PR #336, opened 2022-04-26
fix: empty email field after invite completes

### LINKED ISSUE #334: Clear email when inviting in share tab

spaenleh:
This PR fixes the issue where the email textfield would keep the email value after inviting a member.

closes #334


pyphilia (approved):
💯

PR #350, opened 2022-05-09
feat: add Collapse item option

alvrba:


pyphilia (approved):
Looks all good to me! Maybe it would be really nice to have tests?

PR #357, opened 2022-05-10
refactor: allow remove and change on cc license

### LINKED ISSUE #347: Allow removing CC License
Finally, we will allow to remove CC License (discussion)

louisewang1:
close #347


src/components/item/publish/CCLicenseSelection.js
```diff
@@ -115,24 +123,42 @@ const CCLicenseSelection = ({ item }) => {
...
+        disabled={!optionValue}
         className={classes.button}
+        buttonName={t('Submit')}
+        dialogContent={t(
+          'Please verify that your item fits the CC License, and do not change to a more restricted option.',
+        )}
         handleSubmit={handleSubmit}
       />
+      {settings?.ccLicenseAdaption !== '' && (
+        <CCLicenseDialog
```
pyphilia, line 145: I don't really think this works well. 
If `settings?.ccLicenseAdaption !== ''` is `true`, then you display both dialog when `open` becomes `true`.
Plus `settings?.ccLicenseAdaption !== ''` means "is my cc license is (already) empty" -> so you don't actually need to remove it? 

I think you need at least to variables to control `open` of each dialog. And have at least a `if/else` close to display only one of the dialog.

src/components/item/publish/CCLicenseSelection.js
```diff
@@ -84,6 +82,16 @@ const CCLicenseSelection = ({ item }) => {
...
   };
 
+  const handleRemove = (event) => {
+    event.preventDefault();
+    updateCCLicense({
+      id: itemId,
+      name: itemName,
+      settings: { ccLicenseAdaption: '' },
+    });
+    setOpen(false);
```
pyphilia, line 92: I see it's actually your CCDialog component which controls the opening (since it has the button). So you should define the open state in CCDialog. instead of closing the dialog in `handleRemove`, do it in CCDialog: 
```js
const onClick = () => {
    handleSubmit()
    setOpen(false)
}
```

src/components/item/publish/CCLicenseSelection.js
```diff
@@ -115,24 +123,42 @@ const CCLicenseSelection = ({ item }) => {
...
+        <CCLicenseDialog
+          open={open}
+          setOpen={setOpen}
+          disabled={!optionValue}
+          className={classes.button}
+          buttonName={t('Remove License')}
+          dialogContent={t(
+            'Are you sure to remove existing CC License? This action is not suggested, and may lead to license inconsistency.',
+          )}
+          handleSubmit={handleRemove}
```
pyphilia, line 154: You didn't provide a screenshot, but I suppose removing the license is a button. Would it make sense to have it in the options instead? Something like `None`?

pyphilia (changes requested):
Thank you for the PR, I've added my comments, we can discuss if something isn't clear!

pyphilia (approved):

PR #394, opened 2022-07-06
328/addPasswordEdition

victorggonzalez:
This PR contains changes to allow member update his/her password from the profile view


src/components/member/DeleteMemberDialog.js
```diff
@@ -20,7 +21,25 @@ const useStyles = makeStyles(() => ({
...
+    alignItems: 'flex-start',
+    margin: '12px 0px',
+  },
+  deleteAccountContainer: {
+    display: 'flex',
+    flexDirection: 'row',
+    justifyContent: 'flex-start',
+    alignItems: 'center',
+    padding: '0px 12px',
+    margin: '0px 0px',
```
pyphilia, line 38: Same as above.

src/components/member/DeleteMemberDialog.js
```diff
@@ -64,16 +83,32 @@ const DeleteMemberDialog = ({ id }) => {
...
+            <Typography variant="h5">Delete this account</Typography>
+          </Grid>
+          <Grid
+            container
+            spacing={3}
+            className={classes.deleteAccountContainer}
+          >
+            <Typography className={classes.note}>
+              Once you delete an account, there is no going back. Please be
+              certain.
```
pyphilia, line 98: Same as above.

src/components/member/PasswordSetting.js
```diff
@@ -0,0 +1,228 @@
...
+  newPasswordValidator,
+  passwordValidator,
+  strengthValidator,
+} from '../../utils/validation';
+
+const useStyles = makeStyles(() => ({
+  mainContainer: {
+    flexDirection: 'column',
+    alignItems: 'flex-start',
+    margin: '12px 0px',
```
pyphilia, line 28: Same as above.

src/components/member/PasswordSetting.js
```diff
@@ -0,0 +1,228 @@
...
+  },
+  changePasswordContainer: {
+    display: 'flex',
+    flexDirection: 'row',
+    justifyContent: 'flex-start',
+    alignItems: 'center',
+    margin: '12px 0px',
```
pyphilia, line 35: Same as above.

src/components/member/PasswordSetting.js
```diff
@@ -0,0 +1,228 @@
...
+  },
+  buttonItem: {
+    display: 'flex',
+    padding: '12px',
```
pyphilia, line 39: Same as above.

src/components/member/PasswordSetting.js
```diff
@@ -0,0 +1,228 @@
...
+    flexDirection: 'column',
+    justifyContent: 'flex-end',
+    alignItems: 'flex-start',
+  },
+  note: {
+    fontSize: '12px',
+    margin: '4px 0 2px',
```
pyphilia, line 46: Same as above.

src/components/member/PasswordSetting.js
```diff
@@ -0,0 +1,228 @@
...
+
+  const userId = user.get('id');
+
+  const onClose = () => {
+    setCurrentPassword('');
+    setNewPassword('');
+    setConfirmPassword('');
+  };
+
+  const handleChangePassword = () => {
```
pyphilia, line 72: This function is overall difficult to understand because it lacks comments, and because you have lots of nested if clauses. I think you might take advantage of throwing errors (rather than returning strings in your validator functions), then you could try-catch the errors and set the error/notify. Returning more often would help as well (even if it's fake data, or just a boolean defining if yes or not you could change the password).

src/components/member/PasswordSetting.js
```diff
@@ -0,0 +1,228 @@
...
+    setConfirmPassword(event.target.value);
+    setConfirmPasswordError(passwordValidator(event.target.value));
+  };
+
+  return (
+    <>
+      <Grid container spacing={3} className={classes.mainContainer}>
+        <Grid item xs={8}>
+          <Grid item xs={12}>
+            {user.get('password') !== null ? (
```
pyphilia, line 128: `user.get('password')` ? Your password could be empty (usually not but maybe)
And since only the text changed, maybe you do the check in `Typography`?

src/components/member/PasswordSetting.js
```diff
@@ -0,0 +1,228 @@
...
+              <Typography variant="h5">{t('Set Password')}</Typography>
+            )}
+          </Grid>
+          <Grid
+            container
+            spacing={3}
+            className={classes.changePasswordContainer}
+          >
+            <Grid item xs={12} sm={6}>
+              {user.get('password') !== null ? (
```
pyphilia, line 140: Same as above.

src/components/member/PasswordSetting.js
```diff
@@ -0,0 +1,228 @@
...
+                  variant="outlined"
+                  value={currentPassword}
+                  error={currentPasswordError}
+                  helperText={currentPasswordError}
+                  onChange={handleCurrentPasswordInput}
+                  id={USER_CURRENT_PASSWORD_INPUT_ID}
+                  type="password"
+                />
+              ) : (
+                <Grid item xs={12} sm={6} />
```
pyphilia, line 154: Why do you need these empty grid?
If you need to have a new line, you can nest `Grid` tags (with `container` rather than `item`)

src/components/member/PasswordSetting.js
```diff
@@ -0,0 +1,228 @@
...
+              )}
+            </Grid>
+            <Grid item xs={12} sm={6} />
```
pyphilia, line 157: Same as above.

src/components/member/PasswordSetting.js
```diff
@@ -0,0 +1,228 @@
...
+              <Grid item xs={12} sm={6} className={classes.buttonItem}>
+                <Typography className={classes.note}>
+                  {t('I forgot my password:')}
+                </Typography>
+                <Button
+                  id={CONFIRM_RESET_PASSWORD_BUTTON_ID}
+                  variant="outlined"
+                  disabled
+                  // TO DO:
+                  // onClick={() => handleChangePassword()}
```
pyphilia, line 211: Change the code? It was supposed to reset the password right?

src/components/member/PasswordSetting.js
```diff
@@ -0,0 +1,228 @@
...
+      );
+      if (checkingPasswordUpdate) {
+        toast.error(checkingPasswordUpdate);
+      } else {
+        const checkingStrength = strengthValidator(newPassword);
+        if (checkingStrength) {
+          toast.error(checkingStrength);
+        } else {
+          onUpdatePassword({
+            id: userId,
```
pyphilia, line 100: Do you really need this id? I think you can only change your own password.

src/utils/validation.js
```diff
@@ -0,0 +1,44 @@
+import validator from 'validator';
+
+import {
+  PASSWORD_CONFIRM_ERROR,
+  PASSWORD_EMPTY_ERROR,
+  PASSWORD_EQUAL_ERROR,
+  PASSWORD_WEAK_ERROR,
+} from '../config/messages';
+
+export const strengthValidator = (password) => {
```
pyphilia, line 10: In general for this file: Since these are validators, you would expect to receive booleans, and maybe throwing errors instead of strings.

src/components/member/PasswordSetting.js
victorggonzalez: Got rid of it!

src/components/member/PasswordSetting.js
victorggonzalez: The idea is to request a password reset to the admin, which will be handled from the Admin panel. I leave it as work to do

src/components/member/PasswordSetting.js
victorggonzalez: Left only the 'Change password' text as we are not going to evaluate the password from the user

victorggonzalez: user.get('password') returns True if the user has a password set or false if not. 
I refactored this check inside `Typography ` element so that it appears based on that.

src/components/member/PasswordSetting.js
victorggonzalez: It is necessary because the task manager checks if the member is the same as the one trying to perform the update operation

src/components/member/PasswordSetting.js
victorggonzalez: I decided to return 'error strings' because that is the current approach used in graasp-auth. It is useful because TextField helperText prop shows a string whenever an error appears. Therefore, I use the error as the corresponding string. 
I did some refactoring to this function so it becomes clearer

victorggonzalez:
Thanks for comments! I resolved most of them and answered a few which we can discuss. Also included some minor changes in the AvatarSetting component to match the appearance of the container below

src/components/member/DeleteMemberDialog.js
```diff
@@ -64,16 +79,33 @@ const DeleteMemberDialog = ({ id }) => {
...
-        className={classes.deleteButton}
-        color="secondary"
-        onClick={() => setOpen(true)}
-      >
-        {t('Delete Account')}
-      </Button>
+      <Grid container spacing={3} className={classes.mainContainer}>
+        <Grid item xs={8}>
+          <Grid item xs={12}>
+            <Typography variant="h5">Delete this account</Typography>
```
pyphilia, line 85: Use `t`

pyphilia (changes requested):
Looks much better! I've answered some of the comments I've already left.

src/components/member/PasswordSetting.js
pyphilia: Indeed, but since I've commented in your other PR that you should have a dedicated endpoint for setting a password, you won't need the id anymore (since the endpoint won't depend on the user id)!

pyphilia (changes requested):
I've left some comments, regarding the password field^^

victorggonzalez:
Solved the remaining issues. I will perform the rebase once the PR is approved

src/components/member/PasswordSetting.js
```diff
@@ -0,0 +1,208 @@
...
+  const handleChangePassword = () => {
+    try {
+      // verify there are no empty inputs
+      verifyEmptyPassword();
+      // perform validation when all fields are filled in
+      newPasswordValidator(currentPassword, newPassword, confirmPassword);
+      // check password strength for new password
+      strengthValidator(newPassword);
+      // perform password update
+      onUpdatePassword({
```
pyphilia, line 93: It makes more sense if it's just called `updatePassword`

pyphilia (changes requested):
Looks good! Could you write tests? You won't test the backend behavior, but probably going to the profile, filling the fields (check if it validates correctly) and if it sends the right data.

victorggonzalez:
Just included the tests! It fills the input fields and checks the request contains the appropriate info.

PR #80, opened 2024-05-04
std usage example added

anopsy:
I re-used the one sentence description from polars.Expr.std,
followed the style of examples that are already in the docs (max(), any())
I've chosen for df's/values that were somewhere halfway between the already present examples and the ones from polars examples, so I'm curious if they're okay


MarcoGorelli (approved):
legend, thanks @anopsy !

as a follow-up, if you're interested, we may want to add a `ddof` argument?

anopsy:
let's do that!

PR #82, opened 2024-05-05
mean usage example added

anopsy:
it worked - thank you!

### DIFF
--- a/narwhals/expression.py
+++ b/narwhals/expression.py
@@ -274,6 +274,38 @@ class Expr:
         return self.__class__(lambda plx: self._call(plx).all())
 
     def mean(self) -> Expr:
+        """
+        Get mean value.
+
+        Examples:
+            >>> import polars as pl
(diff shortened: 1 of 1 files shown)


MarcoGorelli (approved):
nice, thanks @anopsy !

just fyi, in the future, it should work to push to the same branch (this will save you from having to open a new pull request)

anopsy:
you mean that I didn't have to create a new branch after rebase? or like I should in general push all the docstrings (the ones i've created and the ones I will create in the future) to one branch?

MarcoGorelli:
> you mean that I didn't have to create a new branch after rebase?

exactly, you can just push to the same one

> should in general push all the docstrings (the ones i've created and the ones I will create in the future) to one branch?

I'd suggest making a separate branch for each feature (this enables you to work on multiple things at the same time!), but if you've already created a pull request, then when you update it, you can just push to the same branch

PR #87, opened 2024-05-05
Added docstring for Expr.is_null

ugohuche:


narwhals/expression.py
```diff
@@ -410,6 +410,56 @@ def filter(self, other: Any) -> Expr:
...
+            ...             'a': [2, 4, None, 3, 5],
+            ...             'b': [2.0, 4.0, float("nan"), 3.0, 5.0]
+            ...         }
+            ... )
+
+            Let's define a dataframe-agnostic function:
+
+            >>> def func(df_any):
+            ...     df = nw.from_native(df_any)
+            ...     df = df.with_columns(nw.all().is_null()) # nan != null for polars
```
MarcoGorelli, line 437: how about showing:
```python
...     df = df.with_columns(
...         a_is_null = nw.col('a').is_null(),
...         b_is_null = nw.col('b').is_null(),
...     )
```
, so that the output is easier to reason about?

MarcoGorelli (commented):
Nice, thanks @ugohuche ! Just got a suggestion

narwhals/expression.py
ugohuche: Yeah, that makes more sense. I'll add it in the next pull request

MarcoGorelli: thanks! can you add it to this one please? if you make your change, add and commit them, and push them to this branch, then this pull request will be automatically updated

ugohuche: Okay, I've updated the branch now

MarcoGorelli (approved):
awesome work @ugohuche !

PR #88, opened 2024-05-05
Added ddof arg to std

anopsy:
This one is spicy, I'm very curious if I did it right

### DIFF
--- a/narwhals/_pandas_like/expr.py
+++ b/narwhals/_pandas_like/expr.py
@@ -151,8 +151,8 @@ class PandasExpr:
     def mean(self) -> Self:
         return register_expression_call(self, "mean")
 
-    def std(self) -> Self:
-        return register_expression_call(self, "std")
+    def std(self, *, ddof: int = 1) -> Self:
+        return register_expression_call(self, "std", ddof=ddof)
 
     def any(self) -> Self:
         return register_expression_call(self, "any")
--- a/narwhals/_pandas_like/series.py
+++ b/narwhals/_pandas_like/series.py
@@ -321,10 +321,10 @@ class PandasSeries:
     def std(
         self,
         *,
-        correction: float = 1.0,
+        ddof: int = 1,
     ) -> Any:
         ser = self._series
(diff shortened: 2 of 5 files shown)


anopsy:
Okay, I can see what's the problem, I need to check also why it passed the tests

MarcoGorelli:
Wow, nice! I'm impressed you figured it all out independently, well done! 

I think we need a unit test for this, in which we pass different values of ddof. Fancy trying to add one? Either in test_common.py, or in a new test file

anopsy:
geeeeez, that was tough, I'm still wondering what that "correction: float =1.0" parameter was. 
so happy it works

> I think we need a unit test for this, in which we pass different values of ddof. Fancy trying to add one? Either in test_common.py, or in a new test file

sure thing!

MarcoGorelli:
😆 I'd accidentally copied over `correction` from the array API, glad you figured out it was wrong

anopsy:
really curious why the pytest-coverage fails, I've run the pytest --cov==narwhals and it didn't complain:
image


Also: I kind of feel that writing the test with nw.all would be more elegant.

MarcoGorelli:
that was fast, cool - you definitely understated your skills 😄 🙌 

for the test, I think it's just that your branch is out-of-sync with main - can you run
```
git fetch upstream
git merge upstream/main
git push origin HEAD
```
?

You can also remove `if df_any is None: return`, it's no longer needed (it was just a "trick" I'd introduced to skip running the pyarrow-backed dataframe for CI runs when the pandas version was too old to support them)

anopsy:
image

This is what I get, should I then git pull? (as far as I remember it will ask me about rebasing and I have no idea how to proceed)

thank you, I could definitely improve my git game

MarcoGorelli:
> Also: I kind of feel that writing the test with nw.all would be more elegant, let me know what do you think

maybe, but what you've done is good, I think it's ok to merge as-is

MarcoGorelli (approved):
nice one @anopsy !

PR #93, opened 2024-05-06
Added sum() docstring

brentomagic:


narwhals/expression.py
```diff
@@ -349,6 +349,38 @@ def std(self, *, ddof: int = 1) -> Expr:
         return self.__class__(lambda plx: self._call(plx).std(ddof=ddof))
 
     def sum(self) -> Expr:
+        """
+        Return the sum value(s).
```
MarcoGorelli, line 353:
```suggestion
        Return the sum value.
```

MarcoGorelli: (it's only one value per Expr)

MarcoGorelli (approved):
thanks @brentomagic !

Issue #71, opened 2024-05-01
Fill in missing docstrings


MarcoGorelli:
# Add missing docstrings

Let's start with all the functions listed in https://narwhals-dev.github.io/narwhals/api-reference/expressions/. Feel free to divide the work up amongst yourselfs as you see fit. We need to gradually make sure they all have docstrings

## Steps

1. Pick a function you'd like to add a docstring for. For example, `Expr.alias`.
2. Make a new branch
3. Check the Polars docs to see what the function does: https://docs.pola.rs/py-polars/html/reference/expressions/api/polars.Expr.alias.html
4. If applicable, re-use the same one-sentence summary and argument descriptions. Narwhals only implements a subset of Polars, so the Polars docs may have some extra bits which Narwhals doesn't support. If that's the case, leave the extra bits out
5. Add a one-sentence summary, and document the supported arguments
6. Make sure to include an example! More details below
7. run `mkdocs serve`, and open `http://127.0.0.1:8000/` (or whichever URL it gives you) in the browser. Find the example you added, and make sure it looks good
8. run `pytest narwhals --doctest-modules`, make sure it passes
9. `git add <files you've modified>`, `git commit -m '<you message goes here>'`, `git push origin HEAD`
10. open pull request

See https://github.com/narwhals-dev/narwhals/pull/74 for an example pull request

## Examples requirements

The examples should follow that pattern:
- import pandas, Polars, and Narwhals
- construct a `df_pd` pandas dataframe and a `df_pl` Polars dataframe
- write a dataframe-agnostic function `func` which uses the function you're writing a docstring for
- show the output when you pass either a pandas or a Polars dataframe

## Help

If you're stuck, feel free to ask here or on Discord. If you've got most of the way but are unsure about something, I'd suggest opening a draft pull request anyway - that's usually the fastest way to get help

## Contributing

See the [contributing guide](https://github.com/narwhals-dev/narwhals/blob/main/CONTRIBUTING.md) for how to get started

hathawayj:
I will tackle `drop_nulls()`

MatthewMec:
I will tackle csts(dftype).

ugohuche:
I and Matthew would work on the first three - ```alias()```,  ```all()```, and ```any()```

brentomagic:
i'll look into max().

ugohuche:
Next I'll work on ```drop_nulls()``` to ```is_null()```

anopsy:
[...]

PR #97, opened 2024-05-07
Add docstring for Expr.is_between()

shriyakalakata:
Towards #71

### DIFF
--- a/narwhals/_pandas_like/series.py
+++ b/narwhals/_pandas_like/series.py
@@ -142,7 +142,17 @@ class PandasSeries:
         self, lower_bound: Any, upper_bound: Any, closed: str = "both"
     ) -> PandasSeries:
         ser = self._series
-        return self._from_series(ser.between(lower_bound, upper_bound, inclusive=closed))
+        if closed == "left":
+            res = ser.ge(lower_bound) & ser.lt(upper_bound)
+        elif closed == "right":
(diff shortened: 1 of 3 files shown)


MarcoGorelli (commented):
Thanks @shriyakalakata !

Looks like this one is going to be slightly harder, because the pandas API changed in version 1.3.0. But, it's a good learning opportunity :)

Instead of using [pandas.Series.between](https://pandas.pydata.org/docs/reference/api/pandas.Series.between.html), maybe we should use `pandas.Series.gt`, `pandas.Series.ge`, `pandas.Series.lt`, and `pandas.Series.le`?

So, concretely, in `narwhals._pandas_like.series.py`, we remove

https://github.com/narwhals-dev/narwhals/blob/a9995b5dc28764afd504b5f18525275749b7b5d5/narwhals/_pandas_like/series.py#L141-L145

and put something like

```
        ser = self._series
        # pandas API changed in 1.3.0, so we can't just use Series.between
        if closed == 'left':
            return self._from_series(ser.ge(lower_bound) & ser.lt(upper_bound))
        # fill in the cases for `closed=='right'`, `closed=='both'`, `closed=='none'`
        msg = f"Expected {'left', 'right', 'both', 'none'}, got {closed}"
        raise TypeError(msg)
```

Fancy trying this, and filling in the gaps? I think this should work across pandas versions

MarcoGorelli (approved):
━━━━━━━━━━━━━━━━━━━━
Each line above where the word "correction" occurs should be copied out.

Exercise response:
-        correction: float = 1.0,
geeeeez, that was tough, I'm still wondering what that "correction: float =1.0" parameter was. 
😆 I'd accidentally copied over `correction` from the array API, glad you figured out it was wrong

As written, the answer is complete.